_Data below_:

PR #568, opened 2021-08-13
Maceo regapic appcheck

maceonthompson:
Proof of concept demonstrating the ease of using a [REGAPIC](https://github.com/googleapis/gapic-generator) generated client to create a new API surface (in this case, Appcheck).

_What is required_:
Reproduce the listing above in full, word for word.

_Output for this task_:
PR #568, opened 2021-08-13
Maceo regapic appcheck

maceonthompson:
Proof of concept demonstrating the ease of using a [REGAPIC](https://github.com/googleapis/gapic-generator) generated client to create a new API surface (in this case, Appcheck).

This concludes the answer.